The "Dakar" entrants faced numerous unforeseeable challenges on the demanding route from Buenos Aires in Argentina via Iquique in Chile and Uyuni in Bolivia. From classic gravel rallying in Argentina and winding mountain roads through the Andes at altitudes of up to 4,500 metres in Bolivia to the extremely dry and hot Atacama Desert in Chile with its towering dunes and fine sand, the "Dakar" tested both man and machine to their limits. The drivers and co-drivers had to remain absolutely focused throughout the event.

The MINI ALL4 Racing provided further impressive evidence of its speed and reliability at the 2015 Dakar Rally.

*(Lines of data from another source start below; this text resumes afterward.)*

Issue #227, opened 2019-04-17
Bloc Plugin wont install in Intellij Ultimate 2019.1


cyrsis:
**Describe the bug**
Can not find plugin from the official Market

![image](https://user-images.githubusercontent.com/731087/56253703-1a3af600-60f0-11e9-80a1-3047d91e8e01.png)

Try manual install from Disk

![image](https://user-images.githubusercontent.com/731087/56253794-80277d80-60f0-11e9-901d-e0437839a86e.png)

Wish I can fix it and PR, but end up doesn't work too well

felangel:
@cyrsis thanks for reporting this! We’ll investigate and hopefully have a fix for this soon 👍

felangel:
@jorgecoca according to IntelliJ, the plugin should be compatible with IntelliJ Ultimate 2019.1. Any ideas what might be causing this?

cyrsis:
@felangel Works in Android Studio, Great plugin

felangel:
@cyrsis this should be addressed by #228

felangel:
Just pushed the update (v1.3) so it should be available in the next few days 👍 
Closing this for now but feel free to open another issue if the problem persists in v1.3

Issue #158, opened 2019-03-22
bloc Android plugin disabled


vendramini:
**Describe the bug**
Right click on any folder, New -> Bloc Generator -> New Bloc is always disabled.
```
Android Studio 3.3.2
Build #AI-182.5107.16.33.5314842, built on February 15, 2019
JRE: 1.8.0_152-release-1248-b01 amd64
JVM: OpenJDK 64-Bit Server VM by JetBrains s.r.o
Linux 4.15.0-46-generic
```
Awesome work, guys =)

felangel:
@vendramini thanks for reporting this! 💯 

@jorgecoca have you been able to test the published plugin? I need to update my Android Studio still but I'll try to do that later this evening and see if I can reproduce this.

jorgecoca:
Nope, it is not disabled, see this:

<img width="1024" alt="Screen Shot 2019-03-22 at 8 59 27 PM" src="https://user-images.githubusercontent.com/3237451/54860254-85f29480-4ce5-11e9-9a7f-5b46d5a9d773.png">
<img width="647" alt="Screen Shot 2019-03-22 at 8 59 37 PM" src="https://user-images.githubusercontent.com/3237451/54860255-85f29480-4ce5-11e9-89b7-888cf41e31c4.png">
![bloc](https://user-images.githubusercontent.com/3237451/54860282-eaadef00-4ce5-11e9-9401-830c8195e703.gif)

felangel:
@vendramini can you give more details about how to reproduce the problem you're having?

vendramini:
I just downloaded the plugin directly from Android Studio.
Every folder with context menu shows me the "New Bloc" disabled.

How could I get more information for you?

felangel:
@vendramini I confirmed that it works for me as well
```
Android Studio 3.3.2
Build #AI-182.5107.16.33.5314842, built on February 15, 2019
JRE: 1.8.0_152-release-1248-b01 x86_64
JVM: OpenJDK 64-Bit Server VM by JetBrains s.r.o
macOS 10.12.6
```

are you able to try on a different machine? The only difference I see is @jorgecoca and I are on macOS and you're on Linux 🤔

yy1300326388:
@felangel  I have the same problem on mac

![image](https://user-images.githubusercontent.com/8764899/54899059-8c615600-4f09-11e9-8cab-67946db0a775.png)


[...]

PR #228, opened 2019-04-17
Fix IntelliJ Plugin Compatibility Issues

felangel:
## Status
**READY**

## Breaking Changes
NO

## Description
- Explicitly specify the `idea-version` in the `plugin.xml` to address #227 
- Also addresses #158 by allowing users to generate a bloc regardless of the current directory.

## Todos
- [X] Tests
- [X] Documentation
- [X] Examples

None

### DIFF
--- a/extensions/intellij/intellij_generator_plugin/src/main/resources/META-INF/plugin.xml
+++ b/extensions/intellij/intellij_generator_plugin/src/main/resources/META-INF/plugin.xml
@@ -9,6 +9,13 @@
         ]]>
     </description>
 
+    <!-- please see http://www.jetbrains.org/intellij/sdk/docs/basics/getting_started/build_number_ranges.html for description -->
+    <idea-version since-build="145.0"/>
+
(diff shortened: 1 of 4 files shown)


extensions/intellij/intellij_generator_plugin/src/main/resources/META-INF/plugin.xml
```diff
@@ -9,6 +9,9 @@
         ]]>
     </description>
 
+    <!-- please see http://www.jetbrains.org/intellij/sdk/docs/basics/getting_started/build_number_ranges.html for description -->
+    <idea-version since-build="93"/>
```
jorgecoca: These IntelliJ docs are horrible...

felangel: I know haha 🤦‍♂️

felangel:
> Did you run this on an IntelliJ project? I think there are some generated files missing as part of that...

I ran and tested it on Android Studio and IntelliJ 👍

PR #534, opened 2019-09-23
Added 'const' for generated constructors

Mishanya840:
## Status
**READY**

## Breaking Changes
NO

## Description
Key word 'const' must be for linter prefer_const_constructors_in_immutables(https://dart-lang.github.io/linter/lints/prefer_const_constructors_in_immutables.html)

## Todos
- [ ] Tests
- [ ] Documentation
- [ ] Examples

## Steps to Test or Reproduce

```
- Run generate with Equatable flag
```

This PR will affect:

* Generate *State and *Event classes in mode with Equatable

### DIFF
--- a/extensions/intellij/intellij_generator_plugin/src/main/resources/templates/with_equatable/bloc_event.dart.template
+++ b/extensions/intellij/intellij_generator_plugin/src/main/resources/templates/with_equatable/bloc_event.dart.template
@@ -3,5 +3,5 @@ import 'package:meta/meta.dart';
 
 @immutable
 abstract class ${bloc_pascal_case}Event extends Equatable {
-  ${bloc_pascal_case}Event([List props = const <dynamic>[]]) : super(props);
+  const ${bloc_pascal_case}Event([List props = const <dynamic>[]]) : super(props);
 }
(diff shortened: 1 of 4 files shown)


anticafe:
If I remember correctly, from Dart 2.0, all definitions has `const` by default so it's safe to ignore it, for example: `Container(... child: Text(...))` instead `Container(... child: const Text(...))`.
So in your PR, how helpful `const` for constructor is?

Hacker-CB:
> If I remember correctly, from Dart 2.0, all definitions has `const` by default so it's safe to ignore it, for example: `Container(... child: Text(...))` instead `Container(... child: const Text(...))`.
> So in your PR, how helpful `const` for constructor is?

Linter option `prefer_const_constructors_in_immutables` warns about it.

felangel:
@Mishanya840 thanks for the contribution. I'm going to hold off on merging this until I have a chance to see whether or not this actually has a significant performance impact. I understand the linter warning but I want to be extra careful as this change would have a huge impact on the way developers use Equatable in their projects.

I will put together some performance tests later this week and will follow up with the results 👍

felangel:
This was incorporated into https://github.com/felangel/bloc/commit/3b1e32bc61a6015638d41525c957e91182aabea0, https://github.com/felangel/bloc/commit/895f4757bb83b76dab543b81bcfb8c2216ec897f, and https://github.com/felangel/bloc/commit/3708d3edfad5908eb59fc41e4de8cb8b9e244d13.

Closing and thanks for bringing this up! 🙏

Once again, it proved to be a great all-rounder. "With now four Dakar victories in a row to its name from 2012 to 2015, the MINI ALL4 Racing proved once more to be the car to beat confirming its reliability, strength and agility in a convincing manner," Goller said. "Our goal this year was to achieve another great overall team result and, with five MINI ALL4 Racing finishing the 2015 Dakar Rally in the top ten, nine MINI ALL4 Racing reaching the finish line, eleven stage victories with four different drivers and Nasser winning the world's toughest marathon rally, we have successfully met all our targets. During the 2015 Dakar Rally, we have certainly seen the best MINI ALL4 Racing ever, and I am already looking forward to seeing it compete in the 2015 long-distance World Cup in preparation for the 2016 Dakar Rally."

All in all, the MINI ALL4 Racing won eleven of the 13 legs at this year's "Dakar". Five of these were double victories for MINI. No fewer than four MINI ALL4 Racing cars ranked among the top five cars in the overall standings.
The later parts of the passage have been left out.